PR #5285, opened 2025-04-18
Removing redundanat mount points from listings when loading inputs to a job

### LINKED ISSUE #5099: toil ignores LoadListingRequirement
When using `toil-cwl-runner` it seems like it always uses `deep_listing` when files or directories are mounted for running within Docker or Singularity.
If I try to add  [LoadListingRequirement](https://www.commonwl.org/v1.2/CommandLineTool.html#LoadListingRequirement) and set it to `shallow_listing` this simply gets ignored. If I use `cwltool` it works as expected.

┆Issue is synchronized with this [Jira Story](https://ucsc-cgl.atlassian.net/browse/TOIL-1649)
┆Issue Number: TOIL-1649

stxue1:
Closes #5099 

I am a little worried in the case where the user would purposefully define some directory with listings and creates a workflow/task that depends on these redundant listings to exist. It seems a little unlikely though.

## Changelog Entry

 * Remove redundant listings when loading inputs to a job

## Reviewer Checklist

        ```
        ```

## Merger Checklist

### DIFF
--- a/src/toil/cwl/cwltoil.py
+++ b/src/toil/cwl/cwltoil.py
@@ -193,6 +193,78 @@ class SkipNull:
     """
 
 
+def trim_mounts_op_down(file_or_directory: CWLObjectType) -> None:
+    return
+
+
+def sniff_location(file_or_directory: CWLObjectType) -> Optional[str]:
+    """
+    Return None if we don't have a local path or file URI
+    :param file_or_directory:
+    :return:
+    """
+    # Since we only consider mountable paths, if path is not file URI or bare path, don't consider it
+    path = cast(str, file_or_directory.get('location') or file_or_directory.get('path'))
+    scheme = urlparse(path).scheme
+    if scheme == '' or scheme == 'file':
+        return path
+    else:
+        return None
+
+
+def trim_mounts_op_up(file_or_directory: CWLObjectType, op_down_ret: None, child_results: list[bool]) -> bool:
+    """
+    Nonredundant for something in a directory means its path or location is not within the parent directory or doesn't match its basename
+    Nonredundant for something in a secondary file means its path or location is not adjacent to the primary file or doesn't match its basename
+
+    If on a File:
+    Returns True if anything in secondary files is nonredundant or has nonredundant children to this file, false otherwise
+    If on a Directory:
+    Returns True if anything in top level listing is nonredundant or has nonredundant children, otherwise false.
+    If something in the listing is redundant and all children are redundant, then delete it
+    :param file_or_directory: CWL file or CWL directory type
+    :return: boolean
+    """
+    if file_or_directory.get('location') is None and file_or_directory.get('path') is None:
+        # file or directory is defined by contents or listing respectively, this is not redundant
+        return True
+    own_path = sniff_location(file_or_directory)
+    if own_path is None:
+        return True
+    # basename should be set as we are the implementation
+    own_basename = cast(str, file_or_directory['basename'])
+
+    # If the basename does not match the path, then this is nonredundant
+    if not own_path.endswith("/" + own_basename):
+        return True
+
+    if file_or_directory['class'] == 'File':
+        if any(child_results):
+            # one of the children was detected as not redundant
+            return True
+        for secondary in cast(MutableSequence[MutableMapping[str, CWLOutputType]], file_or_directory.get('secondaryFiles', [])):
+            # secondary files should already be flagged nonredundant if they don't have either a path or location
+            secondary_path = sniff_location(secondary)
+            secondary_basename = cast(str, secondary['basename'])
+            # If we swap the secondary basename for the primary basename in the primary path, and they don't match, then they are nonredundant
+            if os.path.join(own_path[:-len(own_basename)], secondary_basename) != secondary_path:
+                return True
+    else:
+        listings = cast(MutableSequence[MutableMapping[str, CWLOutputType]], file_or_directory.get('listing', []))
+        if len(listings) == 0:
+            return False
+        # We assume child_results is in the same order as the directory listing
+        # iterate backwards to avoid iteration issues
+        for i in range(len(listings) - 1, -1, -1):
+            if child_results[i] is False:
+                if os.path.join(own_path, cast(str, listings[i]['basename'])) == sniff_location(listings[i]):
+                    del listings[i]
+        # If one of the listings was nonredundant, then this directory is also nonredundant
+        if any(child_results):
+            return True
+    return False
+
+
 def filter_skip_null(name: str, value: Any) -> Any:
     """
     Recursively filter out SkipNull objects from 'value'.
@@ -2750,6 +2822,9 @@ class CWLJob(CWLNamedJob):
         logger.debug("Loaded order:\n%s", self.cwljob)
 
         cwljob = resolve_dict_w_promises(self.cwljob, file_store)
+
+        # Deletes duplicate listings
+        visit_cwl_class_and_reduce(cwljob, ["Directory", "File"], trim_mounts_op_down, trim_mounts_op_up)
 
         if self.conditional.is_false(cwljob):
             return self.conditional.skipped_outputs()


adamnovak:
> I am a little worried in the case where the user would purposefully define some directory with listings and creates a workflow/task that depends on these redundant listings to exist.

I think if the task or workflow needs the listings filled in, it needs to have `LoadListingRequirement` set.

src/toil/cwl/cwltoil.py
```diff
@@ -193,6 +193,78 @@ class SkipNull:
     """
 
 
+def trim_mounts_op_down(file_or_directory: CWLObjectType) -> None:
```
adamnovak, line 196:
```suggestion
def trim_mounts_op_down(file_or_directory: CWLObjectType) -> None:
    """
    No-op function for mount-point trimming.
    """
```

src/toil/cwl/cwltoil.py
```diff
@@ -193,6 +193,78 @@ class SkipNull:
...
+    return
+
+
+def sniff_location(file_or_directory: CWLObjectType) -> Optional[str]:
+    """
```
adamnovak, line 201:
```suggestion
    """
    Get the local bare path or file: URI for a CWL file or directory, or None.
    
```

src/toil/cwl/cwltoil.py
```diff
@@ -193,6 +193,78 @@ class SkipNull:
...
+    Return None if we don't have a local path or file URI
+    :param file_or_directory:
+    :return:
```
adamnovak, line 204:
```suggestion
    :return: None if we don't have a local path or file URI
```

src/toil/cwl/cwltoil.py
```diff
@@ -193,6 +193,78 @@ class SkipNull:
...
+    scheme = urlparse(path).scheme
+    if scheme == '' or scheme == 'file':
+        return path
+    else:
+        return None
+
+
+def trim_mounts_op_up(file_or_directory: CWLObjectType, op_down_ret: None, child_results: list[bool]) -> bool:
+    """
+    Nonredundant for something in a directory means its path or location is not within the parent directory or doesn't match its basename
```
adamnovak, line 217: The first line in the docstring should summarize the function.

```suggestion
    Remove subtrees of the CWL file or directory object tree that only have redundant stuff in them.

    Nonredundant for something in a directory means its path or location is not within the parent directory or doesn't match its basename
```

src/toil/cwl/cwltoil.py
```diff
@@ -193,6 +193,78 @@ class SkipNull:
...
+    if file_or_directory['class'] == 'File':
+        if any(child_results):
+            # one of the children was detected as not redundant
+            return True
+        for secondary in cast(MutableSequence[MutableMapping[str, CWLOutputType]], file_or_directory.get('secondaryFiles', [])):
+            # secondary files should already be flagged nonredundant if they don't have either a path or location
+            secondary_path = sniff_location(secondary)
+            secondary_basename = cast(str, secondary['basename'])
+            # If we swap the secondary basename for the primary basename in the primary path, and they don't match, then they are nonredundant
+            if os.path.join(own_path[:-len(own_basename)], secondary_basename) != secondary_path:
```
adamnovak, line 250: What if one of these is a file: URI and one is a bare path, but both refer to the same place? We won't get a string match but they'll still be equal.

src/toil/cwl/cwltoil.py
```diff
@@ -193,6 +193,78 @@ class SkipNull:
...
+        return True
+    own_path = sniff_location(file_or_directory)
+    if own_path is None:
+        return True
+    # basename should be set as we are the implementation
+    own_basename = cast(str, file_or_directory['basename'])
+
+    # If the basename does not match the path, then this is nonredundant
+    if not own_path.endswith("/" + own_basename):
+        return True
```
adamnovak, line 239: We haven't URL-decoded `own_path` for the case where it's a file: URI, so we will think any filename where there are characters that need to be encoded in file: URIs is nonredundant, even when  it's not.

We might want to make `sniff_location()` handle the conversion to bare, URL-decoded paths, so we can work with only those in here.

adamnovak (changes requested):
I don't think this will work right for files whose names need to be URL-encoded in file URIs (i.e. they contain `#` or `?` or similar characters that URLs reserve).

It would be good to have a bench test for the effects of `visit_cwl_class_and_reduce(cwljob, ["Directory", "File"], trim_mounts_op_down, trim_mounts_op_up)` on some handcrafted edge cases, independent of running any workflow, so we can be confident that it works on secondary files, weird filenames, and cases where we mix URIs and bare paths in the same object tree.

src/toil/cwl/cwltoil.py
```diff
@@ -2751,6 +2750,9 @@ def run(self, file_store: AbstractFileStore) -> Any:
 
         cwljob = resolve_dict_w_promises(self.cwljob, file_store)
 
+        # Deletes duplicate listings
+        visit_cwl_class_and_reduce(cwljob, ["Directory", "File"], trim_mounts_op_down, trim_mounts_op_up)
+
```
adamnovak, line 2755: If we made this into a small function, we could keep the complex concept of "down" and "up" operations for mount trimming from crossing a module boundary, which could make the code more understandable. The down and up functions could even become internal functions and not be floating around at module scope.

src/toil/cwl/utils.py
```diff
@@ -219,3 +221,80 @@ def download_structure(
...
+
+
+def sniff_location(file_or_directory: CWLObjectType) -> Optional[str]:
+    """
+    Get the local bare path or file: URI for a CWL file or directory, or None.
+
+    :return: None if we don't have a local path or file URI
+    """
+    # Since we only consider mountable paths, if path is not file URI or bare path, don't consider it
+    path = unquote(cast(str, file_or_directory.get('location') or file_or_directory.get('path')))
```
adamnovak, line 240: We can't `unquote` the path when it's not a URL, or we won't be able to work on files actually named e.g. `%25.txt`.

We also might want to do the unquote *after* parsing the URL. It really only would matter for cases where e.g. a slash character appears inside a query string value, which can't really apply to files, but I think it's technically correct.

src/toil/cwl/utils.py
```diff
@@ -219,3 +221,80 @@ def download_structure(
...
+    If something in the listing is redundant and all children are redundant, then delete it
+    :param file_or_directory: CWL file or CWL directory type
+    :return: boolean
+    """
+    if file_or_directory.get('location') is None and file_or_directory.get('path') is None:
+        # file or directory is defined by contents or listing respectively, this is not redundant
+        return True
+    own_path = sniff_location(file_or_directory)
+    if own_path is None:
+        return True
```
adamnovak, line 268: The `None` checks look redundant here, but we need the first one to meet the undocumented precondition on `sniff_location` that one of `location` or `path` be set.

It would be neater if we removed that precondition, and made `sniff_location` return `None` in the case where there's neither a `path` nor a `location`. Then we'd only need one check here, and we wouldn't have an undocumented way to crash `sniff_location`.

src/toil/test/cwl/cwlTest.py
```diff
@@ -1906,6 +1908,80 @@ def op_up(thing: "CWLObjectType", down_value: int, child_results: list[str]) ->
...
 
+@needs_cwl
+@pytest.mark.cwl
+@pytest.mark.cwl_small
+def test_trim_mounts_op() -> None:
+    """
+    Make sure our logic fo removing duplicate listings when loading inputs to a job work
+    """
+    structure1 = {"class": "Directory", "basename": "directory", "listing": [{"class": "File", "basename": "file", "contents": "hello world"}]}
+    visit_cwl_class_and_reduce(structure1, ["Directory", "File"], trim_mounts_op_down, trim_mounts_op_up)
```
adamnovak, line 1919: Having a function wrapping this up would save some repeated code here too.

src/toil/cwl/utils.py
```diff
@@ -219,3 +221,80 @@ def download_structure(
...
+    """
+    Get the local bare path or file: URI for a CWL file or directory, or None.
+
+    :return: None if we don't have a local path or file URI
+    """
+    # Since we only consider mountable paths, if path is not file URI or bare path, don't consider it
+    path = unquote(cast(str, file_or_directory.get('location') or file_or_directory.get('path')))
+    scheme = urlparse(path).scheme
+    if scheme == '' or scheme == 'file':
+        return path
```
adamnovak, line 243: It looks like we're letting full URIs but with the encoded characters in them decoded escape from this function.

I don't think that's a good idea; we probably want only fully-decoded bare paths and properly-encoded `file:` URIs to be used as internal formats for communication between functions. If we also start throwing around things that look like URIs but are not properly encoded, it makes it easy to write code that accidentally decodes them twice. There's no way to look at `file:/data/tmp/data-at-100%25/file.txt` and know whether it is a properly encoded URI and refers to the path `/data/tmp/data-at-100%/file.txt`, or whether it is actually a not-encoded URI-like object and actually refers to `/data/tmp/data-at-100%25/file.txt`.

So we probably want to do `urlparse(path)` first, then check the scheme, then if it's not `file` we would return path, and if it is `file` we would `unquote` the path part of the URI and return *that*, and just always have this function return a bare path.

src/toil/cwl/utils.py
```diff
@@ -219,3 +221,80 @@ def download_structure(
...
+    if file_or_directory['class'] == 'File':
+        if any(child_results):
+            # one of the children was detected as not redundant
+            return True
+        for secondary in cast(MutableSequence[MutableMapping[str, CWLOutputType]], file_or_directory.get('secondaryFiles', [])):
+            # secondary files should already be flagged nonredundant if they don't have either a path or location
+            secondary_path = sniff_location(secondary)
+            secondary_basename = cast(str, secondary['basename'])
+            # If we swap the secondary basename for the primary basename in the primary path, and they don't match, then they are nonredundant
+            if os.path.join(own_path[:-len(own_basename)], secondary_basename) != secondary_path:
```
adamnovak, line 285: This still doesn't handle the case of one thing having a URI set and the other having a bare path set, unless `sniff_location()` is changed to normalize to one or the other.

src/toil/test/cwl/cwlTest.py
```diff
@@ -1906,6 +1908,80 @@ def op_up(thing: "CWLObjectType", down_value: int, child_results: list[str]) ->
...
+                "checksum": "sha1$da39a3ee5e6b4b0d3255bfef95601890afd80709"
+            }
+        ],
+        "path": "/home/heaucques/Documents/toil/test_dir"
+    }
+    visit_cwl_class_and_reduce(structure3, ["Directory", "File"], trim_mounts_op_down, trim_mounts_op_up)
+
+    # everything except the nested directory should be removed
+    assert len(structure3['listing']) == 1
+
```
adamnovak, line 1983: The tests here don't address any of the fiddly edge cases regarding URL encoding that I'm worried about. We should have tests that focus on the parts of the code that we're not really sure about.

It would be good to have a test for:
```
{"class": "Directory", "basename": "123", "location": "file:///tmp/%25/123", "listing": [{"class": "File", "path": "/tmp/%/123/456", "basename": "456"}}
```
This should be redundant, because the directory's URL refers to the parent directory of the file's bare path.

Also:
```
{"class": "Directory", "basename": "dir", "path": "/tmp/cat%2Ftag/dir", "listing": [{"class": "File", "path": "/tmp/cat/tag/dir/file", "basename": "file"}}
```
This should be nonredundant, because the file is not under `/tmp/cat%2Ftag`.

And a test for URL encoding normalization wouldn't hurt.
```
{"class": "Directory", "basename": "dir", "location": "file:///tmp/cat%2Ftag/dir", "listing": [{"class": "File", "location": "file:///tmp/cat%2ftag/dir/file", "basename": "file"}}
```
This should be redundant because, despite the difference in capitalization, the file is located inside the directory.

adamnovak (changes requested):
I don't think the handling of URI encoding is correct here.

+ + + + +

Your instructions: Across the entries above, find each line with the word "parent" and please copy it out.

Exercise result:
+    Nonredundant for something in a directory means its path or location is not within the parent directory or doesn't match its basename
+    Nonredundant for something in a directory means its path or location is not within the parent directory or doesn't match its basename
    Nonredundant for something in a directory means its path or location is not within the parent directory or doesn't match its basename
This should be redundant, because the directory's URL refers to the parent directory of the file's bare path.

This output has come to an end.